Zum Artikel „Als Beuys-Schüler Triers Kunstwelt auf den Kopf stellten“ (TV vom 27./28. April) schreibt Waltraud Jammers:

Die Aktion im Städtischen Museum Simeonstift habe ich damals mit meinem Mann besucht. Beuys war uns ja kein Unbekannter, und mancher öffentliche Auftritt hatte 1969 wirklich Relevanz!

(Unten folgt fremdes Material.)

PR #2643, opened 2024-06-08
Allow for the cursor icon to be configured on startup

Jay-Madden:

- Feature

I also opened an issue to discuss if this is a feature that is wanted at all here: https://github.com/neovide/neovide/issues/2644

But i figured an initial implementation couldnt hurt as well. 

## To Do
this PR still needs docs updates, but I will do those after there is a signal this feature is wanted at all.

No, if no config is found the fallback remains the default value

### DIFF
--- a/src/cmd_line.rs
+++ b/src/cmd_line.rs
@@ -67,6 +67,10 @@ pub struct CmdLineSettings {
     #[arg(long = "title-hidden", env = "NEOVIDE_TITLE_HIDDEN", value_parser = FalseyValueParser::new())]
     pub title_hidden: bool,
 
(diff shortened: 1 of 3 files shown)


fredizzimo:
Thanks, I think we will wait a bit still with this. We don't want to introduce an option that we have to deprecate later. 

We might not have to wait for Neovim support for additional cursor shapes, but we still want the option to be flexible and extendible enough for the future. So, we are going to start working on a more extensible way of configuring Neovide shortly.

falcucci:
@Jay-Madden closing in prol of #2834

sorry about not realizing this PR before,

thank you for your contribution!

PR #2607, opened 2024-05-29
fix: Position underline correctly with linespace >0

cpmsmith:
Fixes neovide/neovide#2600

## Before
image
image

## After
image
image

## What kind of change does this PR introduce?
- Fix

## Did this PR introduce a breaking change?
- No

Issue #1774, opened 2023-02-20
Vertical lines issue


alloc33:
I'm not sure is it line height or something else, but with JetBrains mono font I have this kind of empty spaces. 
Everything is ok in Iterm2 for example. What is the problem and is it possible to fix that?
<img width="990" alt="Screenshot 2023-02-20 at 1 02 42 PM" src="https://user-images.githubusercontent.com/45129790/220013544-90541863-1b63-4321-9123-8a838f15ece1.png">
<img width="721" alt="Screenshot 2023-02-20 at 12 54 27 PM" src="https://user-images.githubusercontent.com/45129790/220013307-25a97e22-23f8-402c-b766-2fd656bc391d.png">

hsheikhali1:
Any updates on this? I'd love to increase the line height but have the actual vertical lines render properly here.

fredizzimo:
With custom additional spacing there will always be gaps, when rendered correctly according to the font. And even without, the font width and height need to match exact pixels, or there will be gaps. 

We need custom box character drawing to fix the issue, see:
* https://github.com/neovide/neovide/issues/2491

PR #2647, opened 2024-06-09
feat: Add underline_offset option for adjusting underline y pos

bravo1003:

- Feature

- No, default offset is 0 which is basically the same as not setting any offset

## ToDo
Let me know if this feature makes sense, I can update doc accordingly
Where this option should be in `pub fn draw_foreground` or `pub fn draw_underline`?


src/renderer/grid_renderer.rs
```diff
@@ -166,8 +166,9 @@ impl GridRenderer {
         if let Some(underline_style) = style.underline {
             let stroke_size = self.shaper.stroke_size();
             let underline_position = self.shaper.underline_position();
-            let p1 = pos + PixelVec::new(0.0, underline_position);
-            let p2 = pos + PixelVec::new(width, underline_position);
+            let underline_offset = SETTINGS.get::<RendererSettings>().underline_offset;
```
cpmsmith, line 169: I'm inclined to say this should be inside [the implementation of `underline_position`](https://github.com/neovide/neovide/blob/1db63d93b18cc1eb5ac5b3e67b3ca63505f10800/src/renderer/fonts/caching_shaper.rs#L213), and probably expressed as a fraction of `current_size`, so it scales with font size/screen DPI.

fredizzimo:
I would prefer if the automatic setting was good enough for all cases and we wouldn't need to expose a setting for this.

Maybe, there's still something wrong with our offset calculation? Do you have some screenshots how it looks by default, and with the adjustments you prefer? And also comparisons to other editors?

We also merged this related fix last week, maybe the issues you were seeing was caused by that?
* https://github.com/neovide/neovide/pull/2607

bravo1003:
> I would prefer if the automatic setting was good enough for all cases and we wouldn't need to expose a setting for this.
> 
> Maybe, there's still something wrong with our offset calculation? Do you have some screenshots how it looks by default, and with the adjustments you prefer? And also comparisons to other editors?
> 
> We also merged this related fix last week, maybe the issues you were seeing was caused by that?
> 
>     * [fix: Position underline correctly with linespace >0 #2607](https://github.com/neovide/neovide/pull/2607)

@fredizzimo 
I don't think there's something wrong with the current calculation.
This is just an minor enhancement that I think would be good to have.
As you can see, here I'm using rainbow delimiter nvim and indent-blankline. And with this I was able to tweak the underline pos to my liking.
By default, Wezterm and Kitty also doesn't look too nice either with default setting, but they offer `underline_position` setting for users to tweak it. Hence this PR is to match that(Plus I don't like my udnerline too close either). 
Of course, this is something really minor, so if you don't think this makes much sense, we can keep the current behavior. :p

# Without offset
screenshot_2024-06-11_12-47-26_all

# With offset
screenshot_2024-06-11_12-44-58_all

fredizzimo:
To me it does look like there's something wrong with the underline position in that screenshot, I don't think it should ever overlap with the bottom of `z` for example.

The strange thing is that it seems to have reverted to the behaviour before the fix, see this message:
https://github.com/neovide/neovide/pull/2564#issuecomment-2119200428

That's why I would like to see comparisons with some other program, preferably a real text editor, which renders the fonts as designed, I used LibreOffice in my example.

I only have an ipad available myself for a month, so I can't do any comparisons myself.

bravo1003:
Oh, you're actually right!
I use the same font under LibreOffice and it renders underline as such
OS: Ubuntu 22.04
Font used: FantasqueSansM Nerd Font

screenshot_2024-06-11_13-37-11_all

For comparison(default neovide default with no offset)
screenshot_2024-06-11_13-34-49_all

Quick comparison of another font: JetBrainsMono Nerd Font"
And it also renders a lot better. 
screenshot_2024-06-11_13-46-12_all

screenshot_2024-06-11_13-43-20_all

So I think this might be issue with handling specific font inside neovide.

fredizzimo:
It's a little bit strange, because our position should actually be lower than the designed position with the current code.

https://github.com/neovide/neovide/blob/1db63d93b18cc1eb5ac5b3e67b3ca63505f10800/src/renderer/grid_renderer.rs#L251

That should actually be 
 `let p1 = (p1.x.round(), (p1.y - stroke_width / 2.).round());` aligning the line middle with the font underline position.

That probably means that we interpret the font underline position wrong. Maybe the baseline snap is not take. into account or something.

fredizzimo:
I'm not able to test this myself, but I believe that this should take the `linespace` into account, which means it could be `self.y_adjustment() - metrics.underline_offset`

https://github.com/neovide/neovide/blob/1db63d93b18cc1eb5ac5b3e67b3ca63505f10800/src/renderer/fonts/caching_shaper.rs#L215

The code that I mentioned in my previous message also likely needs to be updated.

bravo1003:
Keep in mind, the same font seems to have problem not only in neovide, but in WezTerm as well.

screenshot_2024-06-11_15-34-07_all

I can do some digging around the code you mentioned above.
Basically, my guessing is that there should be some special logic handling the underline position that we did not taken into account of. I'll see what I can find when I have some spare time.

cpmsmith:
> I would prefer if the automatic setting was good enough for all cases and we wouldn't need to expose a setting for this.
>
> Maybe, there's still something wrong with our offset calculation?

I will say I was looking into this myself in connection with #2607, because on my setup, with [Input Mono](https://input.djr.com), the underline ends up very close to the text:

image

According to [FontDrop](https://fontdrop.info/), Input has an `underlinePosition` of 0 (found under Data → PostScript table), so this appears "correct", or at least to-spec. Fantasque Sans Mono appears to have an `underlinePosition` of 1, which compared to the cap height of 1281 is practically zero.

I think people may expect renderers not to respect this value, though. I noticed that in CSS, there's a [`text-underline-position`](https://developer.mozilla.org/en-US/docs/Web/CSS/text-underline-position) property, and it has a `from-font` value which is _not_ the default. The default is `auto`,  i.e. ["the user agent may use any algorithm to determine the underline’s position"](https://www.w3.org/TR/css-text-decor-3/#underline-auto). This is what the two values look like in Firefox for Input Mono:

image

fredizzimo:
I just noticed that I wrote `linespace` instead of `leading`(linegap) in my previous message. See https://freetype.org/freetype2/docs/glyphs/glyphs-3.html for the meanings.

The underline is relative to the baseline, so to get the underline position from the top of the font box that needs to be included.

Also note that `draw_text_blob` uses the y position of the baseline, that's why `y_adjustment` is added to the position, when drawing the actual text.

fredizzimo:
Another thing that I noticed is 
https://github.com/neovide/neovide/blob/1db63d93b18cc1eb5ac5b3e67b3ca63505f10800/src/renderer/fonts/caching_shaper.rs#L224

Should probably be `metrics.ascent + metrics.leading / 2. + self.linespace / 2.` to distribute the font linespace equally, just like our own additional `linespace`. That might even fix some issues like this https://github.com/neovide/neovide/issues/1774

src/renderer/grid_renderer.rs
fredizzimo: I agree with both of these suggestions.

fredizzimo (commented):
Can you also add some documentation?

src/renderer/grid_renderer.rs
fredizzimo: Additionally, I think that it makes sense to ignore the font `underline_offset` offset completely if this is set, so that it completely overrides it.

fredizzimo:
Actually, when thinking more about this, I think we should only support this setting in the font config file.

https://neovide.dev/config-file.html#font, so that it can be specified per font and style.

kmoschcau:
Hi @fredizzimo, sorry to necro this thread, but are there still plans to add an underline offset as a feature? Maybe as a new PR.

fredizzimo:
Yes, I think so, if someone has time to do it, I don't think the core team has time for a while. I personally, don't even have access to a development pc right now.

First, I think the automatic calculation should be fixed accrording to the comments here, and then, if still needed add a setting.

In particular, when the font specifies an offset of 0, then the line thickness should be used. But I also think there are some potential rounding problems.

Issue #2669, opened 2024-06-26
<C-Space> does nothing


fredizzimo:
### Discussed in https://github.com/neovide/neovide/discussions/2668

<div type='discussions-op-text'>

<sup>Originally posted by **Geobert** June 25, 2024</sup>
Hi, 

I’m beginning my journey with nvim through neovide, on Windows (for now).

I’m using `kickstart` and it has `<C-Space>` mapped to trigger `cmp` but it doesn’t work.
I added another map to test the command and it works, so something is messing around with C-space and I can’t see what :-/
</div>

fredizzimo:
The log shows that `<C-Space>` is received by winit, but for some reason not sent to Neovim

[neovide_rCURRENT.log](https://github.com/user-attachments/files/15987217/neovide_rCURRENT.4.log)

fredizzimo:
I won't be able to fix this myself until earliest the end of next week, but I think the problem is this condition
https://github.com/neovide/neovide/blob/24fcfc94c30775a6ff08277e76d266d2a1bde62c/src/window/keyboard_manager.rs#L301-L308

`None` should also generate `space`, in addition to `" "`, while any other text should not.

Geobert:
I’ll see what I can do as I’m a Rustacean myself :)

PR #2672, opened 2024-06-26
fix: C-Space was not mappable on Windows

Geobert:
Fixes https://github.com/neovide/neovide/issues/2669

- Fix

- No

I had this keymap that wasn’t working before the change and works with it
```
vim.keymap.set('n', '<C-Space>', '<cmd>echomsg "Test!"<CR>')
```

### DIFF
--- a/src/window/keyboard_manager.rs
+++ b/src/window/keyboard_manager.rs
@@ -301,7 +301,7 @@ fn get_special_key(key_event: &KeyEvent) -> Option<&str> {
         NamedKey::Space => {
             // Space can finish a dead key sequence, so treat space as a special key only when
             // that doesn't happen.
-            if key_event.text == Some(" ".into()) || key_event.text == None {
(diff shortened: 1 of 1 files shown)


Geobert:
Not sure what happend here, but I think my change has nothing to do with it 😅

fredizzimo:
Yes, the Window CI builds have been broken for a while, and I think we won't merge that until it's fixed. I made a comment here https://github.com/neovide/neovide/pull/2641#issuecomment-2156021707, but since I'm on vaccation, I haven't been able to do anything about it myself.

There is a problem with your code though, if you check the files tab, `cargo clippy` does not like the `== None` check. That's also the other reason I want to get rid of reviewdog, the output is confusing and the errors hard to spot.

Geobert:
Sorry about that :)

fredizzimo:
The CI has finally been fixed now, can you rebase on top of main?

fredizzimo:
Thank you!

Nun also trafen wir im Simeonstift auf eine heitere Gesellschaft von Akteuren und Besuchern. Es lag keine aggressive Stimmung im Raum. Am Eingang waren junge Leute damit beschäftigt, sorgfältig Ziegelsteine aufeinanderzusetzen, der Beginn, eine kleine Mauer zu bauen. Im Inneren schnitt in völliger Ruhe, schweigend, ein Student Brotscheiben von einem Laib und reichte sie den Besuchern. Auf einer Nähmaschine sah ich eine Studentin hochkonzentriert die Puppenkleidchen/Heiligen Röcke nähen. Auf dem Boden des großen Raumes lag ein junger Mann ausgestreckt. Freundlich lächelnd streckte er einen Arm aus und umlegte sich selbst mit  kleinen Blumen. War das eine Begräbnisszene? Über der hintersten rechten Mauerecke desselben Raumes hing eine Plane. Dort wurde gehämmert. Zunächst sah man niemanden, aber schließlich hob sich einmal die Plane, man konnte einen Studenten sehen, der knapp über dem Boden ein Loch in die Wand schlug. Das Publikum reagierte erstaunt, nicht empört. Alle die beschriebenen Tätigkeiten wurden in großer Ruhe und schweigend ausgeführt. Ich kann mich an keine Auseinandersetzung oder an keinen lauten Disput im Publikum entsinnen. Als wir das Museum verließen, war das Mäuerchen am Eingang/Ausgang immerhin schon so hoch, dass wir ein wenig Mühe hatten, darüber zu steigen. Auf einem der Fotos zum Gastbeitrag von Burkhard Freyberg habe ich auch den damaligen Kunstkritiker des Volksfreunds, Dr. Hans-Ludwig Schulte, erkannt; sein lächelndes Gesicht neben Joseph Beuys zeigt genau das, was ich damals erlebt habe.